| Problem |
Wherever "address" appears in a line of the listing, report that line.

| Information shown |
********
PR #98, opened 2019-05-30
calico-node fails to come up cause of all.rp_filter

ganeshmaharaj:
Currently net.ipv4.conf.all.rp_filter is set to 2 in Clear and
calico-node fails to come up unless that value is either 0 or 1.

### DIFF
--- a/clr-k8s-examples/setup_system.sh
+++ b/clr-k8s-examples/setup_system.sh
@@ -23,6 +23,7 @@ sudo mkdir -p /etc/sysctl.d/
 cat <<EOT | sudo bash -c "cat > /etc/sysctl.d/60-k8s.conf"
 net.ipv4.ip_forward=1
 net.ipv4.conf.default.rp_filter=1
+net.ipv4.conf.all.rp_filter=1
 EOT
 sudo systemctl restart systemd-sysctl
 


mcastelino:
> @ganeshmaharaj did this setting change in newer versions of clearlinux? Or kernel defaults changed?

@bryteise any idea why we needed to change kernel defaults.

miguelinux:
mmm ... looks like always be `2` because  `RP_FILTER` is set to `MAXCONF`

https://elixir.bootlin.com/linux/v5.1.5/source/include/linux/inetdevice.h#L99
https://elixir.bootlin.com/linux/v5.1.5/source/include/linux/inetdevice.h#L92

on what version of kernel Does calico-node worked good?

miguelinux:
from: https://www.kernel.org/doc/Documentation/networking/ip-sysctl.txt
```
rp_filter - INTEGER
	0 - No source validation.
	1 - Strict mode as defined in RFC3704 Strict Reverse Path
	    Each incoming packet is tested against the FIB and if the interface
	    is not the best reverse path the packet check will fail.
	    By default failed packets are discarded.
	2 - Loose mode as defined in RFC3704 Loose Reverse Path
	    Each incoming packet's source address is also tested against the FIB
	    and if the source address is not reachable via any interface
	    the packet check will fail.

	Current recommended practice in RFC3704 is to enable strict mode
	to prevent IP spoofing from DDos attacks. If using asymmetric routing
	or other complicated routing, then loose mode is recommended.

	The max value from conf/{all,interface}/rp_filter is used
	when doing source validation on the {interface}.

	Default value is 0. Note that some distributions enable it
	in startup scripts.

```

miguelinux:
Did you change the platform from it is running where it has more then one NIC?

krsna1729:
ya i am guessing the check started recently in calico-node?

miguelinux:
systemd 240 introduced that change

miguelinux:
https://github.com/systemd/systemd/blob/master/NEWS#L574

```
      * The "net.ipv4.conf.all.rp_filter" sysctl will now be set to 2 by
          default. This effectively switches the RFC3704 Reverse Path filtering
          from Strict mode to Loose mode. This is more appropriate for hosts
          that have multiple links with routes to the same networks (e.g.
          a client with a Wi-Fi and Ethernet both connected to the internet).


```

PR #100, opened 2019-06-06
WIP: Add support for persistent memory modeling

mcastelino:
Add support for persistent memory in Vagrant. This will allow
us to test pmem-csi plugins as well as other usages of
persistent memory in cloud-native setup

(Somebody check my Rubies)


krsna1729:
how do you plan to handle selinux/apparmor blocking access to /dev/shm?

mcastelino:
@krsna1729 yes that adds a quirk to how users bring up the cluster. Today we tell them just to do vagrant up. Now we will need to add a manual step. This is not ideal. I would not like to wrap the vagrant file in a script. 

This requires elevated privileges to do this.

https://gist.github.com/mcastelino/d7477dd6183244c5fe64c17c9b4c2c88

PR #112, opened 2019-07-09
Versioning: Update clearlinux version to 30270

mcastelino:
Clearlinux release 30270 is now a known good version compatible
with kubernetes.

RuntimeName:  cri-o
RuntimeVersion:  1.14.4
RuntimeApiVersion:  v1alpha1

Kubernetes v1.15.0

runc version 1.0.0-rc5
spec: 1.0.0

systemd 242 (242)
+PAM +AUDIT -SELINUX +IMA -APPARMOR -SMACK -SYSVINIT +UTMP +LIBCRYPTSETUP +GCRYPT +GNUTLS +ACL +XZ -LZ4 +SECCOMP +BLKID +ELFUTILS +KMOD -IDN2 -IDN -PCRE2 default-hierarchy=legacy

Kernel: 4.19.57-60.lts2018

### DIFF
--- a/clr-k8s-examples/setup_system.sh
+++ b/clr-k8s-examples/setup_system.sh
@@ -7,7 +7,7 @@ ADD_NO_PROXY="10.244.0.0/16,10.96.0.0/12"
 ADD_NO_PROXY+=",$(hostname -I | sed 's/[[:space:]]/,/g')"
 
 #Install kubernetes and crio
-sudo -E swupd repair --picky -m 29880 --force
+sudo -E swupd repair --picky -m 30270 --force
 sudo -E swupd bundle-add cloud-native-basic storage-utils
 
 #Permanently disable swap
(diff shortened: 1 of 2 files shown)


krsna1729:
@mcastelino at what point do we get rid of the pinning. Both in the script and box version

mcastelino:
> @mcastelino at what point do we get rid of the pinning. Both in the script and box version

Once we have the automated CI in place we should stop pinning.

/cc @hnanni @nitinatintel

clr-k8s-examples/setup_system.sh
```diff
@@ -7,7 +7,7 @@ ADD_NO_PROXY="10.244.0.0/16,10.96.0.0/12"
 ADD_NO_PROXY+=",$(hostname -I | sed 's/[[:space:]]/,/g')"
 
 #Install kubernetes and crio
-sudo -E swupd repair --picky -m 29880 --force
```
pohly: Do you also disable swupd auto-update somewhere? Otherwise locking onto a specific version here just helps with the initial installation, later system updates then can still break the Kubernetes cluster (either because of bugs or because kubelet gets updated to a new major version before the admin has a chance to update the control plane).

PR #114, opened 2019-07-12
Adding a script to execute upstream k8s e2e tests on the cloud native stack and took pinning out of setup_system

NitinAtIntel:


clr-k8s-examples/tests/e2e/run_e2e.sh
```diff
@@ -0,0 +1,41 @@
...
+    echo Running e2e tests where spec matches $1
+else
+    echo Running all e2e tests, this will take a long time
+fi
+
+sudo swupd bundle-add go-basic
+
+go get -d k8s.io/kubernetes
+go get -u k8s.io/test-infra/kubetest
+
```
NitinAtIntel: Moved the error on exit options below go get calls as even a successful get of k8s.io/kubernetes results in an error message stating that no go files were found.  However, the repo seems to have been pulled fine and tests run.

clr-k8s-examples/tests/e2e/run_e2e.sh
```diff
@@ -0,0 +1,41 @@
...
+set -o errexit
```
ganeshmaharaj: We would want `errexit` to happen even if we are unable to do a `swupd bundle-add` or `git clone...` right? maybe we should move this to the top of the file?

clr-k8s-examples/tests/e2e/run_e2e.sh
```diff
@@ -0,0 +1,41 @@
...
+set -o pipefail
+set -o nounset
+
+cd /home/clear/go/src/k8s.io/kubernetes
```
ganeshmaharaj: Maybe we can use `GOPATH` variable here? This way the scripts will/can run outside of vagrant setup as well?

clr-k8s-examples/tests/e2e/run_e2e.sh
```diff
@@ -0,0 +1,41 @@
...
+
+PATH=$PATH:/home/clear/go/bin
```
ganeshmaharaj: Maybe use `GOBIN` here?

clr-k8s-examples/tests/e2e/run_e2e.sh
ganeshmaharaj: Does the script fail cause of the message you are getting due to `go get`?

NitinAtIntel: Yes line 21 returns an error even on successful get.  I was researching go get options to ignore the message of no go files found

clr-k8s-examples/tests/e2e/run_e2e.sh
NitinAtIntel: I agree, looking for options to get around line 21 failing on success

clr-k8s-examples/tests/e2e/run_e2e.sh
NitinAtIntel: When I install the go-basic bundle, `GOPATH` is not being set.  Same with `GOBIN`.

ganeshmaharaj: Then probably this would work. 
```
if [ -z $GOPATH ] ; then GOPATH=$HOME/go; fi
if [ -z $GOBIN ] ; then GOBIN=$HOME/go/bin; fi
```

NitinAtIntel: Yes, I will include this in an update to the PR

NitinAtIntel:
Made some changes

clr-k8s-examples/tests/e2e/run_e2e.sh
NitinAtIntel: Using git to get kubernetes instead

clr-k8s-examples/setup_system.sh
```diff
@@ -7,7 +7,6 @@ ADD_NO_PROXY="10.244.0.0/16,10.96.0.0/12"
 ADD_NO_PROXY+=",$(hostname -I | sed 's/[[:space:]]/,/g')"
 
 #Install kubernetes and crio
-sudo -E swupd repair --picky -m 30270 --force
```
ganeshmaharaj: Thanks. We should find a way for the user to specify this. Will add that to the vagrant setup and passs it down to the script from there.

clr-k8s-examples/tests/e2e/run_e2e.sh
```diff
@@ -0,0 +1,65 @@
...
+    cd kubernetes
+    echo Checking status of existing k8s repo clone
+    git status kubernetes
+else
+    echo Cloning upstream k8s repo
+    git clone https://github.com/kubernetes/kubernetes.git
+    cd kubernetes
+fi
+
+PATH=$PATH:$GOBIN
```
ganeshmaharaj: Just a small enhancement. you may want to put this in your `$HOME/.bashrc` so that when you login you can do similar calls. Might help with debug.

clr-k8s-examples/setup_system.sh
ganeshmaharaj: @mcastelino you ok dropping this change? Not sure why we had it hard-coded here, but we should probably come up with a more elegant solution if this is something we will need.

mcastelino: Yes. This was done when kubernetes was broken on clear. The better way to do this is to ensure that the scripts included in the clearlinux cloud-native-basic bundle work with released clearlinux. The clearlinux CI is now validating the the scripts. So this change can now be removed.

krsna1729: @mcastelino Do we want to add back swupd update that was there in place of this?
********
| Response below |
	    Each incoming packet's source address is also tested against the FIB
	    and if the source address is not reachable via any interface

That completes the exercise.